Start of INPUT MATERIAL

PR #409, opened 2016-02-04
Gets all project pages from CRM and sorts the result alphabetically.

### LINKED ISSUE #408: Project list unsorted alphabetically in attach dialog and debuggable project produces no targets list
The projects list is now not alphabetically sorted in the attach dialog. There also appear to be missing projects from that list.
The test project I'm using to troubleshoot CDB doesn't appear in my projects list. This could be because of the high number of projects I have on my account.
When I type the project ID in the project text box, the target list remains unchanged and I can't start my debug session.

joaoandremartins:
@elharo @patflynn @loosebazooka 
Fixes #408 .

### DIFF
--- a/google-cloud-tools-plugin/src/com/google/gct/idea/elysium/GoogleUserModelItem.java
+++ b/google-cloud-tools-plugin/src/com/google/gct/idea/elysium/GoogleUserModelItem.java
@@ -34,7 +34,10 @@ import java.awt.Image;
 import java.io.IOException;
 import java.lang.reflect.InvocationTargetException;
 import java.util.ArrayList;
+import java.util.Comparator;
 import java.util.List;
+import java.util.Set;
+import java.util.TreeSet;
 
 import javax.swing.SwingUtilities;
 import javax.swing.tree.DefaultMutableTreeNode;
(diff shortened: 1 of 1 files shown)


patflynn:
what's the actual page size?  Is there no way to modify it in the request?

joaoandremartins:
Apparently the server changed it from a very big one to 50 recently.

We could specify a page size in the request, but we'd always be interested in getting every project for a user, so it wouldn't make much of a difference.

patflynn:
Is there a max page size, or a way to return all results in one request?

google-cloud-tools-plugin/src/com/google/gct/idea/elysium/GoogleUserModelItem.java
```diff
@@ -98,7 +106,7 @@ public void synchronize() {
       @Override
       public void run() {
         try {
-          loadUserProjects(myUser);
```
joaoandremartins: Notice that loadUserProjects is called with myUser, and then in the method, the user argument is only used to create the Cloud Resource Manager client.

I relocated building the client to the constructor because I wanted to unit test this method, but couldn't find a way to get the projects in GoogleUserModelItem. I still think it's a good idea to cleanup the code, but I'm not sure if passing that argument like that achieves anything. I don't think so, it should be safe to remove the argument, but maybe you can double check this.

joaoandremartins:
It's not documented at https://cloud.google.com/resource-manager/reference/rest/v1beta1/projects/list, but Cyrus from the CRM team says he thinks max page size is about 500. I'll go ahead and set it to 300, as I think it's a sensible value.

patflynn:
LGTM

PR #699, opened 2016-05-24
Set up new usage tracking facilities

chanseokoh:
Adds one new class for new opt-in usage reporting. The new class utilizes [the cloud-reporting library](https://github.com/google/cloud-reporting).

I put the class under `common-lib` because it didn't feel right to place it under `google-account-plugin`.

I suspect that there is an issue regarding class loading and class version mismatch. The above library uses many other libraries internally, and those libraries probably overlap with what we currently have. I observed ClassCastExceptions in other places (e.g., while casting `org.apache.http.message.BasicNameValuePair` to `org.apache.http.NameValuePair`). This must to be resolved. Not sure what's really happening.


common-lib/src/main/java/com/google/cloud/tools/intellij/analytics/UsageTracker.java
```diff
@@ -0,0 +1,91 @@
...
+import com.intellij.ide.util.PropertiesComponent;
+import com.intellij.openapi.diagnostic.Logger;
+import com.intellij.openapi.updateSettings.impl.UpdateChecker;
+
+import org.jetbrains.annotations.NotNull;
+import org.jetbrains.annotations.Nullable;
+
+import java.util.Map;
+
+public class UsageTracker {
```
patflynn: every public class requires javadoc.

common-lib/src/main/java/com/google/cloud/tools/intellij/analytics/UsageTracker.java
```diff
@@ -0,0 +1,91 @@
...
+
+  private static final Logger LOGGER = Logger.getInstance(UsageTracker.class);
```
patflynn: our old code doesn't respect this, but Logger is not immutable and therefore shouldn't be all_caps.

common-lib/src/main/java/com/google/cloud/tools/intellij/analytics/UsageTracker.java
```diff
@@ -0,0 +1,91 @@
...
+
+  private static final String USAGE_TRACKER_KEY = "GOOGLE_CLOUD_TOOLS_USAGE_TRACKER_OPT_IN";
+  private static final String ANALYTICS_TRACKING_ID;
+
+  // UUID for this IntelliJ installation. Will be used to uniquely identify a user.
+  private static final String clientUuid =
+      UpdateChecker.getInstallationUID(PropertiesComponent.getInstance());
+
+  static {
```
patflynn: you generally don't want to be reading from disk or doing things by side effect in static code as it makes it impossible to properly unit test.

patflynn:
@loosebazooka should take a look at this

common-lib/src/main/java/com/google/cloud/tools/intellij/analytics/UsageTracker.java
patflynn: usage tracking should be a service as in its current implementation. It operates by side-effect and needs to be mocked out for unit testing.

patflynn:
I think the reason tracking is in the account plugin is because the account plugin is reponsible for binding the tracking service to be used by other plugins like Cloud Tools and Firebase in Android Studio.

I'll let @loosebazooka comment.

common-lib/src/main/java/com/google/cloud/tools/intellij/analytics/UsageTracker.java
chanseokoh: Alright, I actually kind of expected this.

So, I considered this class fundamentally stateless (everything is `static`), but you're suggesting that it's more suitable to to make a single instance and register it as a service, right? That makes sense. I'll go ahead and change it.

patflynn: the class performs IO, so think of it as inheriting the state of the remote
data it operates in. To test a class that calls into these static methods
would mean unavoidably doing IO which is bad for a unit test.

I'll send you a link off this PR with some guidelines.

chanseokoh:
Seems like my new class will anyway end up being registered as a service under the google-account-plugin, because FWIW, common-lib isn't a standalone plugin. It feels awkward that this has nothing to do with Google accounts or login, but I guess there's no good alternative.

patflynn:
yes I agree it's awkward.  It's going to get more awkward if other google
plugins want to do tracking as well.  Something we'll have to put more
thought into at some point.

chanseokoh:
I did some revamp. Now `IdeaUsageTracker` gets every dependency via injection and is registered as an application-level service in `google-account-plugin`.

I still need to add a couple of tests. Also, I believe I will need to define ExtensionEndpoints or something like that to expose this to the `google-cloud-tools-plugin` too? Will work on that.

build.gradle
```diff
@@ -84,7 +84,7 @@ subprojects {
         }
         testCompile 'org.hamcrest:hamcrest-all:1.3'
         compile 'joda-time:joda-time:2.9.2'
-        compile 'com.google.code.findbugs:annotations:2.0.3'
+        compile 'com.google.code.findbugs:annotations:3.0.1'
```
patflynn: you should put this into a separate PR.

common-lib/src/main/java/com/google/cloud/tools/intellij/analytics/IdeaUsageTracker.java
```diff
@@ -0,0 +1,119 @@
...
+ * Actual Tracking ID of a target GA Property (ANALYTICS_TRACKING_ID) will be read from a config
+ * property "usage.analytics.tracking.id". (Note that we don't hardcode the Tracking ID in our
+ * codebase. See "google-account-plugin/build.gradle" for how we set the property when we release
+ * our plugin.)
+ */
+public class IdeaUsageTracker {
+
+  private static final Logger logger = Logger.getInstance(IdeaUsageTracker.class);
+
+  // UUID for this IntelliJ installation. Will be used to uniquely identify a user.
```
patflynn: the 'Will be used to uniquely identify a user' is misleading. I'd just leave it out.

common-lib/src/main/java/com/google/cloud/tools/intellij/analytics/IdeaUsageTracker.java
```diff
@@ -0,0 +1,119 @@
...
+   * @param optedIn A predicate (effectively an 0-argument lambda function) returning if a user has
+   *     opted in for client-side usage reporting.
+   */
+  public void init(@Nullable String ideaTypePostfix,
+      @Nullable String analyticsTrackingId, @Nullable Predicate<Object> optedIn) {
+    // Do the basic checking to see if "google-account-plugin/build.gradle" has expanded the
+    // Tracking ID property. Analytics Tracking ID has the form of "UA-xxxxxxxx-y"
+    // (https://support.google.com/analytics/answer/1032385?hl=en).
+    if (analyticsTrackingId != null && analyticsTrackingId.startsWith("UA-")) {
+      Preconditions.checkNotNull(optedIn);
```
etanshaul: this will throw an NPE if null, yet you have the parameter marked @Nullable

common-lib/src/main/java/com/google/cloud/tools/intellij/analytics/IdeaUsageTracker.java
```diff
@@ -0,0 +1,119 @@
...
+      UpdateChecker.getInstallationUID(PropertiesComponent.getInstance());
+
+  private String ideaType;
+  private String analyticsTrackingId;
+  private Predicate<Object> optedIn;
+
+  /**
+   * Initialize the tracker.
+   *
+   * @param ideaTypePostfix String indicating IntelliJ IDEA type (e.g., Community Edition or
```
patflynn: is it just CE or UE? or also Android Studio and other IJ SKUs?  There's an enum of these values somewhere.

common-lib/src/main/java/com/google/cloud/tools/intellij/analytics/IdeaUsageTracker.java
```diff
@@ -0,0 +1,119 @@
...
+   *      Ultimate Edition) appended to the event type string reported to GA.
+   * @param analyticsTrackingId In our IntelliJ codebase, the Tracking ID is supposed to come from
+   *     "google-account-plugin/resources/config.properties". The property name is
+   *     "usage.analytics.tracking.id".
+   * @param optedIn A predicate (effectively an 0-argument lambda function) returning if a user has
```
patflynn: perhaps i'll understand this later, but it seems very odd to pass this as a Predicate<Object>. An explanation in the javadoc would help.

common-lib/src/main/java/com/google/cloud/tools/intellij/analytics/IdeaUsageTracker.java
```diff
@@ -0,0 +1,119 @@
...
+  private String ideaType;
+  private String analyticsTrackingId;
+  private Predicate<Object> optedIn;
+
+  /**
+   * Initialize the tracker.
+   *
+   * @param ideaTypePostfix String indicating IntelliJ IDEA type (e.g., Community Edition or
+   *      Ultimate Edition) appended to the event type string reported to GA.
+   * @param analyticsTrackingId In our IntelliJ codebase, the Tracking ID is supposed to come from
```
patflynn: the config.properties is an implementation detail that's independent of the constructor. It looks like it's already explained in the class javadoc anyway.

common-lib/src/main/java/com/google/cloud/tools/intellij/analytics/IdeaUsageTracker.java
chanseokoh: Okay, it seems to be `com.intellij.util.PlatformUtils`. I think I can entirely get rid of `ideaTypePostfix` by using this util class.

google-account-plugin/src/com/google/cloud/tools/intellij/AccountPluginInitializationComponent.java
```diff
@@ -53,9 +56,26 @@ public void initComponent() {
...
+
+    Predicate<Object> userOptedIn = new Predicate<Object>() {
+      @Override
+      public boolean apply(@javax.annotation.Nullable Object object) {
+        return UsageTrackerManager.getInstance().hasUserOptedIn();
+      }
+    };
+
+    IdeaUsageTracker usageTracker = ServiceManager.getService(IdeaUsageTracker.class);
+    usageTracker.init(platformPrefix, trackingId, userOptedIn);
```
etanshaul: Why not just pass in a boolean `UsageTrackerManager.getInstance().hasUserOptedIn()` here?

chanseokoh: We create and init a single instance of this class. The previous `GoogleUsageTracker` does the same thing: checking the opt-in status every time it tries to send a ping. I think it makes sense, because a user can opt in at an arbitrary point when using the IDE.

common-lib/src/main/java/com/google/cloud/tools/intellij/analytics/IdeaUsageTracker.java
chanseokoh: Feedback on this is welcome. If this were Java 8, I would have used a simple lambda function returning `bool` (the opt-in status). I was looking for a similar thing in Java 7 and just found a `Predicate` class. I could use something more pleasant than `Predicate`.

google-account-plugin/src/com/google/cloud/tools/intellij/AccountPluginInitializationComponent.java
etanshaul: Oh so basically you're using the Predicate as a way of dynamically getting the opt in status. Why not just call `UsageTrackerManager.getInstance().hasUserOptedIn()` each time its needed? This seems like a convoluted use of Predicate unless I still don't understand?

common-lib/src/main/java/com/google/cloud/tools/intellij/analytics/IdeaUsageTracker.java
chanseokoh: The intention is basically like throwing an `IllegalArgumentException` in this case (i.e., `optedIn` should not be null if the Tracking ID is set up). Perhaps I should use `checkArgument` instead of `Preconditions` as in [here](https://engdoc.corp.google.com/eng/doc/devguide/java/practices/preconditions.md?cl=head). I will fix this.

etanshaul: or just make the paramater `@NotNull`

google-account-plugin/src/com/google/cloud/tools/intellij/AccountPluginInitializationComponent.java
chanseokoh: That will do, actually. This revamp was started to make this class suitable for testing. So, using `Predicate` is drived by testing here, since `hasUserOptedIn()` requires accessing an actual IJ datastore (or something like that). The catch is to put this `hasUserOptedIn()` via Dependency Injection so that tests can conveniently make it return true or false. But perhaps, this DI may be too stretched, and there may be a way to mock the datastore in the background in testing???

chanseokoh: FYI, `hasUserOptedIn()` is old code from `UsageTrackerManager` which will be gone eventually. `hasUserOptedIn()` will eventually become `PropertiesComponent.getInstance().getBoolean("GOOGLE_CLOUD_TOOLS_USAGE_TRACKER_OPT_IN", false)`.

common-lib/src/main/java/com/google/cloud/tools/intellij/analytics/IdeaUsageTracker.java
chanseokoh: Just wanted to allowed callers to pass null if they don't want to set up usage tracking for their convenience. We will see this after deciding whether we will continue to pass a `Predicate` (or alike).

google-account-plugin/src/com/google/cloud/tools/intellij/AccountPluginInitializationComponent.java
etanshaul: I understand the testing concern. At a minimum, you should make it a `Predicate<UsageTrackerManager>` instead to make it clearer. If I can think of a better way I'll let you know.

common-lib/src/main/java/com/google/cloud/tools/intellij/analytics/IdeaUsageTracker.java
chanseokoh: Yeah, it has nothing to do with this class. I just wanted to leave a doc, so that whoever reads this code later can quickly figure out how our plugin actually retrieves a Tracking ID. (It took me quite a while to figure this out previously with the existing code.)

google-account-plugin/src/com/google/cloud/tools/intellij/AccountPluginInitializationComponent.java
chanseokoh: Perhaps, instead of `Predicate`, passing `PropertiesComponent` can work. (However, I actually want to use a Java 8 lambda function for this, since it will look simple and do the job while looking cool(?).)

etanshaul: Up to you. It feels like a strightly strange use case of Predicate to me. Passing in UsageTrackerManger or PropertiesComponent directly (so you can mock them) should do it too.

chanseokoh: Agreed. Unless this is Java 8, this is confusing. I will make this pass `PropertiesComponents`. A small downside is that it couples more tightly with IntelliJ, but this class is anyway bound to IntelliJ.

chanseokoh:
I simplified this quite a bit and fixed some problems.

chanseokoh:
About `PropertiesComponent`: Turns out that it is an interface with a static `getInstance()` method, so it can be easily mocked in testing (I believe).

common-lib/src/main/java/com/google/cloud/tools/intellij/analytics/IdeaUsageTracker.java
```diff
@@ -0,0 +1,116 @@
...
+    // Do the basic checking to see if "google-account-plugin/build.gradle" has expanded the
+    // Tracking ID property. Analytics Tracking ID has the form of "UA-xxxxxxxx-y"
+    // (https://support.google.com/analytics/answer/1032385?hl=en).
+    if (analyticsTrackingId != null && analyticsTrackingId.startsWith("UA-")) {
+      this.analyticsTrackingId = analyticsTrackingId;
+    }
+  }
+
+  private boolean hasUserOptedIn() {
+    return PropertiesComponent.getInstance().getBoolean(USAGE_TRACKER_KEY, false);
```
patflynn: Weren't you using the FlagReader for this before. Why change?

patflynn: if you want to make this unit testable you'll need  to emulate the UsageTrackerManager and provide a way to make the PropertiesComponent injectable.

common-lib/src/main/java/com/google/cloud/tools/intellij/analytics/IdeaUsageTracker.java
```diff
@@ -0,0 +1,116 @@
...
+  }
+
+  /**
+   * Send an opt-in usage event to Google Analytics. Do not send any PII.
+   */
+  public void trackEvent(@NotNull String eventName, @Nullable Map<String, String> metadata) {
+    if (analyticsTrackingId != null && hasUserOptedIn()) {
+      try {
+        new MetricsSender(analyticsTrackingId).send(buildEvent(eventName, metadata));
```
patflynn: Do we have to create a new sender for every track event?

common-lib/src/main/java/com/google/cloud/tools/intellij/analytics/IdeaUsageTracker.java
```diff
@@ -0,0 +1,116 @@
...
+
+  /**
+   * Initialize the tracker.
+   *
+   * @param analyticsTrackingId Tracking ID of a Property in Google Analytics to which this class
+   *     will send usage pings. (In our IntelliJ codebase, the Tracking ID is supposed to come
+   *     from "google-account-plugin/resources/config.properties". The property name is
+   *     "usage.analytics.tracking.id".)
+   */
+  public void init(@Nullable String analyticsTrackingId) {
```
patflynn: if no analytics tracking ID is present why are we even creating this tracker?

common-lib/src/main/java/com/google/cloud/tools/intellij/analytics/IdeaUsageTracker.java
```diff
@@ -0,0 +1,116 @@
...
+  }
+
+  private boolean hasUserOptedIn() {
+    return PropertiesComponent.getInstance().getBoolean(USAGE_TRACKER_KEY, false);
+  }
+
+  /**
+   * Send an opt-in usage event to Google Analytics. Do not send any PII.
+   */
+  public void trackEvent(@NotNull String eventName, @Nullable Map<String, String> metadata) {
```
patflynn: @chanseokoh 
@loosebazooka 

I believe Appu previously had an an interface for this kind of stuff to support the Android Studio vs IntelliJ implementations. Is this not needed anymore?

common-lib/src/main/java/com/google/cloud/tools/intellij/analytics/IdeaUsageTracker.java
```diff
@@ -0,0 +1,116 @@
...
+
+  private static final Logger logger = Logger.getInstance(IdeaUsageTracker.class);
+
+  private static final String USAGE_TRACKER_KEY = "GOOGLE_CLOUD_TOOLS_USAGE_TRACKER_OPT_IN";
+
+  // UUID for this IntelliJ installation.
+  private static final String CLIENT_UUID =
+      UpdateChecker.getInstallationUID(PropertiesComponent.getInstance());
+
+  private static final String EVENT_TYPE = "gcloud-intellij-" + PlatformUtils.getPlatformPrefix();
```
patflynn: can we delegate to PluginInfoService for this?

google-account-plugin/build.gradle
```diff
@@ -53,11 +53,18 @@ configurations {
 }
 
 processResources {
+    // TODO: we will soon remove ANALYTICS_ID all together.
```
patflynn: @loosebazooka to review this.

google-account-plugin/resources/META-INF/plugin.xml
```diff
@@ -57,6 +57,8 @@
                         serviceImplementation="com.google.cloud.tools.intellij.DefaultAccountPluginConfigurationService"/>
     <applicationService serviceInterface="com.google.cloud.tools.intellij.login.GoogleLoginService"
                         serviceImplementation="com.google.cloud.tools.intellij.login.IntellijGoogleLoginService"/>
+    <applicationService serviceInterface="com.google.cloud.tools.intellij.analytics.IdeaUsageTracker"
```
patflynn: I'm confused that we're creating a new usage tracking service while leaving the old one.

common-lib/src/main/java/com/google/cloud/tools/intellij/analytics/IdeaUsageTracker.java
```diff
@@ -0,0 +1,116 @@
...
+  public void trackEvent(@NotNull String eventName) {
+    trackEvent(eventName, null);
+  }
+
+  public void trackEvent(
+      @NotNull String eventName, @NotNull String metadataKey, @NotNull String metadataValue) {
+    trackEvent(eventName, ImmutableMap.<String, String>of(metadataKey, metadataValue));
+  }
+
+  @VisibleForTesting
```
patflynn: Is there a test for this class?

google-account-plugin/resources/META-INF/plugin.xml
chanseokoh: The plan is to do this in multiple steps to lessen the review burden. The first step is to introduce and set up new facilities. The second is to change exist code to use it. The last is to remove old code, which is pretty large and complex.

patflynn: You'll definitely need to do an Appu review.  A lot of the current
architecture is to support Android Studio tracking so we need to make sure
the new changes support those requirements.

common-lib/src/main/java/com/google/cloud/tools/intellij/analytics/IdeaUsageTracker.java
chanseokoh: This is to avoid callers checking if tracking is enabled every time they tried to use it. They can then make a single call to `trackEvent` without worrying about anything. It's actually the same mechanism as before.

google-account-plugin/resources/META-INF/plugin.xml
chanseokoh: Hmm... I thought Android would go a separate way from here, since it will use its own GA property. We can't use the cloud-reporting lib for Android Studio. There should be different facilities for AS.

What could be the best way?

patflynn: You should talk to Appu about this.  The main point is that Android Studio
also wants to track our events and we don't want to duplicate tracking
calls for both properties.

chanseokoh: Alright, as we talked offline, if our code has to support both Android GA and Concord GA, I think it's better to use the existing code, which is more generic. The cloud-reporting library this PR is trying to use is Concord-specific. We will go back to PR #694.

End of INPUT MATERIAL

| TASK |
Set down only the lines above that fall between the line holding "-34,7 +34,10 @@ import java.awt.Image;" and the line holding "what's the actual", inclusive, keeping each exact.

| EXPECTED OUTPUT |
@@ -34,7 +34,10 @@ import java.awt.Image;
 import java.io.IOException;
 import java.lang.reflect.InvocationTargetException;
 import java.util.ArrayList;
+import java.util.Comparator;
 import java.util.List;
+import java.util.Set;
+import java.util.TreeSet;
 
 import javax.swing.SwingUtilities;
 import javax.swing.tree.DefaultMutableTreeNode;
(diff shortened: 1 of 1 files shown)


patflynn:
what's the actual page size?  Is there no way to modify it in the request?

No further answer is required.